- [Activity]: Looking at the entries, say how many lines contain the string "loudly". Offer nothing besides the number.

- [Records for this exercise]:
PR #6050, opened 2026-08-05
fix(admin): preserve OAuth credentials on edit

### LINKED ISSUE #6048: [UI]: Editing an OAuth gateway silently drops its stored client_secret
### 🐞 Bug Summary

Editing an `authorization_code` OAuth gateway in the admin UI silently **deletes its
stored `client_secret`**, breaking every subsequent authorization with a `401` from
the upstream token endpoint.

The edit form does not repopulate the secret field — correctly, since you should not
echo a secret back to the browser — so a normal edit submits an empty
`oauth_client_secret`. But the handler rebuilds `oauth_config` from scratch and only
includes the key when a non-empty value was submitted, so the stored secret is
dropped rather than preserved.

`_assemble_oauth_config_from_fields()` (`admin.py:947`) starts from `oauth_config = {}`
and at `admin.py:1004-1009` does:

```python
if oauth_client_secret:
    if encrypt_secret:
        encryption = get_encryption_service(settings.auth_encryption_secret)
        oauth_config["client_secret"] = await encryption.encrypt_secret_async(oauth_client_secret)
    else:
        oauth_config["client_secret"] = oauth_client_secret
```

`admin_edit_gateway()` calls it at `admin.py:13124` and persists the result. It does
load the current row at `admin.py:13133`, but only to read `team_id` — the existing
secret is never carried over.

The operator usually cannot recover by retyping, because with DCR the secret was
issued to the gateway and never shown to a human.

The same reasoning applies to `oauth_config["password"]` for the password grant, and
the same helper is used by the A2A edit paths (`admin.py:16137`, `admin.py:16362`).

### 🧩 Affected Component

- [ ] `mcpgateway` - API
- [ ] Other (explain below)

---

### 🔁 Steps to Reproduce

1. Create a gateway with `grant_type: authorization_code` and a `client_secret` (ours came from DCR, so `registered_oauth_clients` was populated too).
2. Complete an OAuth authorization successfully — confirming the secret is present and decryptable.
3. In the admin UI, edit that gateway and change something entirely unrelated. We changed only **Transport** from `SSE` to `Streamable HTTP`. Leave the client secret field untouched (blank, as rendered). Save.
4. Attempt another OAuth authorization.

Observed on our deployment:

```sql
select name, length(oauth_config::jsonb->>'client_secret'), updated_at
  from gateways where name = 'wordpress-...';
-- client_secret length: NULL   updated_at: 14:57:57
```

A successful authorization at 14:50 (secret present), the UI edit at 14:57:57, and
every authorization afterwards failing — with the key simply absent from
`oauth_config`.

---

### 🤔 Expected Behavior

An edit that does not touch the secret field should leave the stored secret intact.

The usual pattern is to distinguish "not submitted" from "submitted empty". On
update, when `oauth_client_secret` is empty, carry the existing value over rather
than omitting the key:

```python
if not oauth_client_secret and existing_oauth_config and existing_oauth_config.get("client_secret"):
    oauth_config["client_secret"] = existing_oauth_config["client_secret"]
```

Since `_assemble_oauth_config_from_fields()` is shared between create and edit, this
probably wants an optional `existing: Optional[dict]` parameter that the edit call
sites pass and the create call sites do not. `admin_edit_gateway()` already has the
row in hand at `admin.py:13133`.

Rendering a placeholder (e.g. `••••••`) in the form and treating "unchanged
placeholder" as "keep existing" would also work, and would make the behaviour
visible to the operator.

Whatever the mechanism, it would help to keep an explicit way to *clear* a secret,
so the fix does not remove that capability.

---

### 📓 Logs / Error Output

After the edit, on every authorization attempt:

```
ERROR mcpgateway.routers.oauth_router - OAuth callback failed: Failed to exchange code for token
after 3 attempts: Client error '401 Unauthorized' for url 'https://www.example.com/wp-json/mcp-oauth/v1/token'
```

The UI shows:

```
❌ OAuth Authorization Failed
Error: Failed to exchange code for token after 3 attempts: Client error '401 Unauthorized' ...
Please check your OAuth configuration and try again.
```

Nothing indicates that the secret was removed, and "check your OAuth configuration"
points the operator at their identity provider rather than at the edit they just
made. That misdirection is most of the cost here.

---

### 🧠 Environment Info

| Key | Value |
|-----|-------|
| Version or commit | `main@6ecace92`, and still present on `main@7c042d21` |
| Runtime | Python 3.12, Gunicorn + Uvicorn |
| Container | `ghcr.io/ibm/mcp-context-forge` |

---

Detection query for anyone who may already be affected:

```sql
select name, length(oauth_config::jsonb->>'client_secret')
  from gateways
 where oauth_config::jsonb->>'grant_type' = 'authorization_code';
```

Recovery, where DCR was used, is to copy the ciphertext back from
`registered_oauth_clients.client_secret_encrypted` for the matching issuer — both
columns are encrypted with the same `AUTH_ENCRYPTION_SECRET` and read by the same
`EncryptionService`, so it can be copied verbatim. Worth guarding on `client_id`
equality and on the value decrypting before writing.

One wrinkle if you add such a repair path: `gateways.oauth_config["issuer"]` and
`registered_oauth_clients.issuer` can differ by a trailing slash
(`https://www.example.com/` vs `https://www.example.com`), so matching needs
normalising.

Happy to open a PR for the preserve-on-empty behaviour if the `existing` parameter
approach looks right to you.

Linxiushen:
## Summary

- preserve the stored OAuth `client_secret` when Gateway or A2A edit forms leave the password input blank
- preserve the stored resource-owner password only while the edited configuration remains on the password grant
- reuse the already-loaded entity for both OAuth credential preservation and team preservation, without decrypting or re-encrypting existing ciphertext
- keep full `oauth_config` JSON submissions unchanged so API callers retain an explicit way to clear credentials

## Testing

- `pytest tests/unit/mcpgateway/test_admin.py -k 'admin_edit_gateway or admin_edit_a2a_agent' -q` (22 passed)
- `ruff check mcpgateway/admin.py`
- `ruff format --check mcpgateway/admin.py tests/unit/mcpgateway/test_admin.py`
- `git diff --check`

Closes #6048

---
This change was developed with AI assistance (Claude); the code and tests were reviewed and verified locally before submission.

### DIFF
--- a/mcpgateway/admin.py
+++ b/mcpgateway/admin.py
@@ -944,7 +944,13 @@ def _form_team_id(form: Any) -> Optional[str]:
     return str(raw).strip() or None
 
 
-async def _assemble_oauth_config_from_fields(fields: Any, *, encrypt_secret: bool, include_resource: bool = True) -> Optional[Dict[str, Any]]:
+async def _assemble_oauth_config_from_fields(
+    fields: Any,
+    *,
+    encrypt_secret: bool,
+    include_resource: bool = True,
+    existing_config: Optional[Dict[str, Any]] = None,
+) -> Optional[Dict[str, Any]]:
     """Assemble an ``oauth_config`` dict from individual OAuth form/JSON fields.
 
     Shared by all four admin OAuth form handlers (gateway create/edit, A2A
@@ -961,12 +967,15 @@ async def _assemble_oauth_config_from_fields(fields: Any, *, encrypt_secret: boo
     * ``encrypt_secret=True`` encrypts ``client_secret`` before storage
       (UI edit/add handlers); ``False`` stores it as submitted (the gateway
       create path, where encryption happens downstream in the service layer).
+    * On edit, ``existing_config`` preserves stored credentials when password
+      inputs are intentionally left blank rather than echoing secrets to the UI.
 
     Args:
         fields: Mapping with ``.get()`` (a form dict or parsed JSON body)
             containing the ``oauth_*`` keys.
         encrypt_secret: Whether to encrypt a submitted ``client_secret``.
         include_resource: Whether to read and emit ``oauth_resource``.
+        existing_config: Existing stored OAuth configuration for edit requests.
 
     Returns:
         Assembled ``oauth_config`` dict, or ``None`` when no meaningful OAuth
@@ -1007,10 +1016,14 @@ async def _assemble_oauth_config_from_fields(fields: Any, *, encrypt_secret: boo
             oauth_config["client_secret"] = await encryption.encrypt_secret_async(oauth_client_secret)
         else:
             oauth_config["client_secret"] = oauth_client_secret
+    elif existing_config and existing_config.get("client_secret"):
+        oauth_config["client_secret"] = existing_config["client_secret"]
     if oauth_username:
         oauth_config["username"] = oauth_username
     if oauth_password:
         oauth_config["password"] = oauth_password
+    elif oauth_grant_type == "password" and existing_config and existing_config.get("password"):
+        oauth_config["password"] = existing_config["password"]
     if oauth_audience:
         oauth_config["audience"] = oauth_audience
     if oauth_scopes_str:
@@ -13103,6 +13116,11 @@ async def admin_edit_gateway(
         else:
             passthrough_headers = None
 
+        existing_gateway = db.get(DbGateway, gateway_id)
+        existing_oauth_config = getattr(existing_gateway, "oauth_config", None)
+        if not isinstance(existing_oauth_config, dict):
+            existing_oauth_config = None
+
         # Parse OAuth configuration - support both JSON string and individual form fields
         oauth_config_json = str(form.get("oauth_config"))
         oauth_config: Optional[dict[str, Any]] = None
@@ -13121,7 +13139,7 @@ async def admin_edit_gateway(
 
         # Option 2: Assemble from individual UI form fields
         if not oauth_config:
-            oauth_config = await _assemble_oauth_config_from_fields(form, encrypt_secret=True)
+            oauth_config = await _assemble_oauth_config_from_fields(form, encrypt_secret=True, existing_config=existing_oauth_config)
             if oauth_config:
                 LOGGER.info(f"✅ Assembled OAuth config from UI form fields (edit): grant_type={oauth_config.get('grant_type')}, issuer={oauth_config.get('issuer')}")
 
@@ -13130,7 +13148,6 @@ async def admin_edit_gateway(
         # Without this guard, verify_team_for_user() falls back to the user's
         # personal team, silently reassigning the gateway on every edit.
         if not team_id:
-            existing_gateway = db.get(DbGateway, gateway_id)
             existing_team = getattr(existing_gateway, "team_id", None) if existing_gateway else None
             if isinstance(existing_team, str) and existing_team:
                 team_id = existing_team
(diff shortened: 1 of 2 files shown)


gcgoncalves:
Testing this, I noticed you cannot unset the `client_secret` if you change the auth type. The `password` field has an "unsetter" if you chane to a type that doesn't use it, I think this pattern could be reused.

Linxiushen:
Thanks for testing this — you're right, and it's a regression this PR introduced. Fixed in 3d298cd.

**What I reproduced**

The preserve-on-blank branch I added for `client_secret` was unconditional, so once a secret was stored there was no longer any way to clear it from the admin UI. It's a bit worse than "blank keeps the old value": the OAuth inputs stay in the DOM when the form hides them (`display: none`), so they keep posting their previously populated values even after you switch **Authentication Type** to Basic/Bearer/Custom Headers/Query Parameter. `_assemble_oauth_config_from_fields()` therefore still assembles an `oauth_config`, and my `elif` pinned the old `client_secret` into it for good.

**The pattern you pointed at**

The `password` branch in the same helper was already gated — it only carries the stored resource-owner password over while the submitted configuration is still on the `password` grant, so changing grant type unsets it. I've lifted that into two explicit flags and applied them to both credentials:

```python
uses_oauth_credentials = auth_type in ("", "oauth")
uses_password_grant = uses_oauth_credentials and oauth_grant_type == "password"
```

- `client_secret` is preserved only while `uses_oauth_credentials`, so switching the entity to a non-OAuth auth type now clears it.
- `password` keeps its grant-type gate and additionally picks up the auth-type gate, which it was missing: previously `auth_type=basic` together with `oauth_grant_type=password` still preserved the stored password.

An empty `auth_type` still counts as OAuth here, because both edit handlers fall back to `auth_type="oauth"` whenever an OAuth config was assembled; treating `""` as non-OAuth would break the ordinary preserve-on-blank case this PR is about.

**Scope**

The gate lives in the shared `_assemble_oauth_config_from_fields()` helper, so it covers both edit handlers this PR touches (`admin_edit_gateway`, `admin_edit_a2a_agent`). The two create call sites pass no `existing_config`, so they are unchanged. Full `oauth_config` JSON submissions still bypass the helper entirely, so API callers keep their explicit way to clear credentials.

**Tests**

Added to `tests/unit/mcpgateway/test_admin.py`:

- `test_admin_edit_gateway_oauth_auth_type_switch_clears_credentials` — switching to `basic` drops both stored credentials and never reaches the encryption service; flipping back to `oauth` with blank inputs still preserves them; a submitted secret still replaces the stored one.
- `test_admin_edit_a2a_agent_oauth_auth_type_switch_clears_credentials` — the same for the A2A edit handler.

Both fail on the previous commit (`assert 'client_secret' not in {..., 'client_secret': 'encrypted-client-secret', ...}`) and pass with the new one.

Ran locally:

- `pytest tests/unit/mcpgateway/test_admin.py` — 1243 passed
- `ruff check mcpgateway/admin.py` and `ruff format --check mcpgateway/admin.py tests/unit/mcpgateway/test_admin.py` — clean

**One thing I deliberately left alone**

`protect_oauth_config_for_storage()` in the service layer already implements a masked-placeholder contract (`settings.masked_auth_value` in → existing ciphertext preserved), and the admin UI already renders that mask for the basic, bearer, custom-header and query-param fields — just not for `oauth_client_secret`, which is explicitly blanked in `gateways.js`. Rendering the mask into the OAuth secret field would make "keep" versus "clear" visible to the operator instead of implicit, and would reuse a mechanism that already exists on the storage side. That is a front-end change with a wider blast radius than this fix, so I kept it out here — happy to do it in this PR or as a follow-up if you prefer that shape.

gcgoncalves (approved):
...
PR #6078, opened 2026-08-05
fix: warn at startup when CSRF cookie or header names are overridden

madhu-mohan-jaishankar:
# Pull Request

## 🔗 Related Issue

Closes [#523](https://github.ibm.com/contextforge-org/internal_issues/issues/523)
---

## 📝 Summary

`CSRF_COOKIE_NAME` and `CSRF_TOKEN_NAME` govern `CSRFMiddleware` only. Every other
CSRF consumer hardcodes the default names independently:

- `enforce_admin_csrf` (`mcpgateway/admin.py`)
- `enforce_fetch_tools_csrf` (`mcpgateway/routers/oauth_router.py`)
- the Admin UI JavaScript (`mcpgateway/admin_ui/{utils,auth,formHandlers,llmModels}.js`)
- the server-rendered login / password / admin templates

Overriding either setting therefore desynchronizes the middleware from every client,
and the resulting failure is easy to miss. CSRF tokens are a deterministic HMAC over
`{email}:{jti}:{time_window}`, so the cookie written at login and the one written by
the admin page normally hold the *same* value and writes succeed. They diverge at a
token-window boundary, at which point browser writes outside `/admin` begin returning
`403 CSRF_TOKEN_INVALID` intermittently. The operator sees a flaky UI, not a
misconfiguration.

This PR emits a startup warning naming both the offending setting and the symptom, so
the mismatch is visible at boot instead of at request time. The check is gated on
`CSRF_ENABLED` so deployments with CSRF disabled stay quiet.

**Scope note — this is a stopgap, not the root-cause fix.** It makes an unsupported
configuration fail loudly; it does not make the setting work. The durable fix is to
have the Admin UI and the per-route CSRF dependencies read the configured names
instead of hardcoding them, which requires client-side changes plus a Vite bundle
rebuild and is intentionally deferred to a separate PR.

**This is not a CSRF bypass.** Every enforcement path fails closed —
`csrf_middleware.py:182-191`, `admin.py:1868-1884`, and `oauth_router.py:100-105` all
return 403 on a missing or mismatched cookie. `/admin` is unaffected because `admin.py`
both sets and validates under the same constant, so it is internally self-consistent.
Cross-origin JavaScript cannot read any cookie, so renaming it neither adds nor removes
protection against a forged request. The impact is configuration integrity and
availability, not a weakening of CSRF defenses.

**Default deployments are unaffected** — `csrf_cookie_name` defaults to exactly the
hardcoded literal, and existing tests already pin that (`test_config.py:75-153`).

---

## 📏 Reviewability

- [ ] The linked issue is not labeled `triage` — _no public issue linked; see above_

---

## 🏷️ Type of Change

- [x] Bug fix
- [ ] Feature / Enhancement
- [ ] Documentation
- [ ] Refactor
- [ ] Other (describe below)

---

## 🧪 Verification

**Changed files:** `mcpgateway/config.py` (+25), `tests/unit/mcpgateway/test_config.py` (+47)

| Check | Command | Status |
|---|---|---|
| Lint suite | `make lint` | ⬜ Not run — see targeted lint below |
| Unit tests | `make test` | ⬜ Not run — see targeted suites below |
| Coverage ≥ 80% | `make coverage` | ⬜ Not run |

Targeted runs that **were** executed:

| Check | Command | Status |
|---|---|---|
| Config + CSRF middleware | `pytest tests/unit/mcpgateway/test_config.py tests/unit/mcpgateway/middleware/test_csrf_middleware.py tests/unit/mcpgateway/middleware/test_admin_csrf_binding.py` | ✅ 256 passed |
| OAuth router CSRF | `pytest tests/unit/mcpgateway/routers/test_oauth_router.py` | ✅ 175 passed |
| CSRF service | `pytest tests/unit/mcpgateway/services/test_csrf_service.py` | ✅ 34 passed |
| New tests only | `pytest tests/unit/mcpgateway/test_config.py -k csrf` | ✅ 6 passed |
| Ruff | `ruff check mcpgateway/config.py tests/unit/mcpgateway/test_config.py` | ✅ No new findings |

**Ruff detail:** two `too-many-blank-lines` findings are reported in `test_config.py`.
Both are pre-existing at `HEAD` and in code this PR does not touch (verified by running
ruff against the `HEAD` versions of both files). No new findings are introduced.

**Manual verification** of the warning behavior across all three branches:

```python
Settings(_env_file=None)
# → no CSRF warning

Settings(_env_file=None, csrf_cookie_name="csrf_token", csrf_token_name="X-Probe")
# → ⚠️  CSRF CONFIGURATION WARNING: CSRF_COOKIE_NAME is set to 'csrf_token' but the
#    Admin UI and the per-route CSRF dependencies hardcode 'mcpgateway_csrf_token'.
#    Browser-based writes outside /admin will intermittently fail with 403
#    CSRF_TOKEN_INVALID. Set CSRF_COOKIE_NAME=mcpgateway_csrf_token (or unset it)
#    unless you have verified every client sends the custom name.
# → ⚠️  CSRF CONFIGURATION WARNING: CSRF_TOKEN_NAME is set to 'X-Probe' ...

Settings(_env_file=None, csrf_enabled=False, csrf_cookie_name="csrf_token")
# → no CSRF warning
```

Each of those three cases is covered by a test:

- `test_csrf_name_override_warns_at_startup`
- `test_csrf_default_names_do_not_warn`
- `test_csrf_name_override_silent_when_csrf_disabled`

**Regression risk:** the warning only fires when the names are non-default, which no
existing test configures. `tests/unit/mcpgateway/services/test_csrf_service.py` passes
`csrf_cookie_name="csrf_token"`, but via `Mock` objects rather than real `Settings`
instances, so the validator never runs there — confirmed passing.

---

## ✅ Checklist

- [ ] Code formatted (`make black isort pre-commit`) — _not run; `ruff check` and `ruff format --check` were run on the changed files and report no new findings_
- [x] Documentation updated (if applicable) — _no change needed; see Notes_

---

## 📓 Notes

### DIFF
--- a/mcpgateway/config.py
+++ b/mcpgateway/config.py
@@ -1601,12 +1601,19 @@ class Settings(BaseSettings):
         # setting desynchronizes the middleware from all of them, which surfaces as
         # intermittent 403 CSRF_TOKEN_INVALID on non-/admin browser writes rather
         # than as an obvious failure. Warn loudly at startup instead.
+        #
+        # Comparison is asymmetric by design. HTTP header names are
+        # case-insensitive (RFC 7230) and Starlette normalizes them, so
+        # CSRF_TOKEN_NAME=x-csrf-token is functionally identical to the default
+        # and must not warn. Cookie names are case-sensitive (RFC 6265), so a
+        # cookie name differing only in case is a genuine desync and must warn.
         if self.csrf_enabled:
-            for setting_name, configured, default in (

- [Task response]: 2